El ya importante desafío que presenta una secularización cada vez más agresiva y creciente, se vuelve aún más importante por varias décadas de falta de una catequesis saludable en la Iglesia. Sobre todo, en nuestro tiempo, los fieles laicos miran a sus pastores para exponer claramente los principios cristianos y su fundamento en la tradición de la fe que se transmite en la Iglesia en una línea ininterrumpida.

Una manifestación alarmante de la cultura actual de mentiras y confusión en la Iglesia es la confusión sobre la naturaleza misma de la Iglesia y su relación con el mundo. Hoy escuchamos cada vez más a menudo que “todos los hombres son hijos de Dios” y que “los católicos deben relacionarse con personas de otras religiones y de ninguna religión como hijos de Dios”. Esta es una mentira fundamental y la fuente de la más grave confusión.

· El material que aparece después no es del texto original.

PR #158, opened 2021-01-18
Ensure margin between AddCondition and Limit components

micgro42:
Floating right is ignoring margins, so we use flex instead so the AddCondition button takes up the space it needs.

Bug: [T270712](https://phabricator.wikimedia.org/T270712#6747720)


bereket-WMDE (approved):
tested on FF and chrome.
It looks good!

PR #159, opened 2021-01-18
Fix bug in negation

Ladsgroup:
When checking if the "where" condition has only negation or not, if
there is the service for labeling (which is on by default), it thinks
the query has a non-negate value and avoids adding "all items" bit
rendering the query useless.


micgro42 (changes requested):
Good catch, thank you! Can we get a test for this? Or maybe adjust an existing test to account for this?

Ladsgroup:
> Good catch, thank you! Can we get a test for this? Or maybe adjust an existing test to account for this?

Good idea. Thanks. Done.

micgro42 (approved):

PR #160, opened 2021-01-18
Rework tests to make negate required in QueryRepresentation

Ladsgroup:
Refactoring the tests so it would produce a simple condition from
property and value and then overriding the defaults if needed.

Also, cleaning up other test to use a function as well.


tests/unit/sparql/buildQuery.spec.ts
```diff
@@ -1,63 +1,62 @@
...
+		const simpleCondition: Condition = {
+			propertyId,
+			value,
+			datatype: 'string',
+			propertyValueRelation,
+			subclasses: false,
+			negate: false,
+		};
+
+		return JSON.parse( JSON.stringify( simpleCondition ) );
```
micgro42: This JSON.parse and JSON.stringify should not be necessary. I think this method always returns a fresh now object, not a reference to the same.

tests/unit/store/getters.spec.ts
```diff
@@ -3,44 +3,46 @@ import getters from '@/store/getters';
...
+				conditionId: '0.123',
+				subclasses: false,
+				negate: false,
+			} ],
+			limit: 0,
+			useLimit: false,
+			omitLabels: true,
+			errors: [],
+		};
+		return JSON.parse( JSON.stringify( simpleRootState ) );
```
micgro42: Also that JSON.parse and JSON.stringify shouldn't be needed. Just return the object :)

micgro42 (changes requested):
We can make it a bit simpler :)

Ladsgroup:
> We can make it a bit simpler :)

Done. Thanks!

micgro42 (approved):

Todos los hombres son creados a imagen y semejanza de Dios, pero, desde la caída de nuestros primeros padres, con la consiguiente herencia del pecado original, los hombres pueden llegar a ser hijos de Dios solo en Jesucristo, Dios el Hijo, a quien Dios el Padre envió al mundo, para que los hombres pudieran volver a ser sus hijos e hijas por la fe y el Bautismo. Es solo a través del sacramento del Bautismo que nos convertimos en hijos de Dios, hijos adoptivos e hijas de Dios en su Hijo unigénito. En nuestras relaciones con personas de otras religiones y sin religión, debemos mostrarles el respeto debido a aquellos que fueron creados a imagen y semejanza de Dios pero, al mismo tiempo, debemos dar testimonio de la verdad del pecado original y Justificación por el Bautismo.

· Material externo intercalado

PR #163, opened 2021-01-19
Add serialization and deserialization for sharing Url

guergana:
first commit: serializer
second commit: deserializer

### DIFF
--- a/src/serialization/QuerySerializer.ts
+++ b/src/serialization/QuerySerializer.ts
@@ -1,0 +1,26 @@
+import RootState, { ConditionRow, ItemValue } from '@/store/RootState';
+import SerializedObject from '@/data-model/SerializedObject';
+
+export default class QuerySerializer {
+	public serialize( state: RootState ): string {
+		const conditions: SerializedObject[] = [];
+		state.conditionRows.forEach( ( condition: ConditionRow ) => {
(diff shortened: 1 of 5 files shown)


src/serialization/QuerySerializer.ts
```diff
@@ -0,0 +1,10 @@
+import QueryRepresentation from '@/sparql/QueryRepresentation';
+
+export default class QuerySerializer {
+	public serialize( query: QueryRepresentation ): object {
```
micgro42: That serializer should probably return a string, not an object.

micgro42: I'm sorry, but you can't start with a `QueryRepresentation`. The `query` getter (rightly) assumes an already valid Query Builder, but we want to be able to generate this link even with just a partially filled query builder.
So the input should be the root state itself. That being said, it is probably enough to serialize the same information that will end up in the `QueryRepresentation`, i.e. no need to serialize errors or labels or the `conditionId`.

guergana: Ok! Makes sense too.

guergana: Adressed

Ladsgroup (approved):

No es cierto que Dios quiera “una pluralidad de religiones”. El envió a su Hijo unigénito al mundo para salvarlo. Jesucristo, Dios Hijo Encarnado, es el único Salvador del mundo. En nuestras interacciones con los demás, siempre debemos dar testimonio de la verdad sobre Cristo y la Iglesia, para que aquellos que siguen una religión falsa o no tienen religión puedan recibir el don de la fe y buscar el sacramento del bautismo.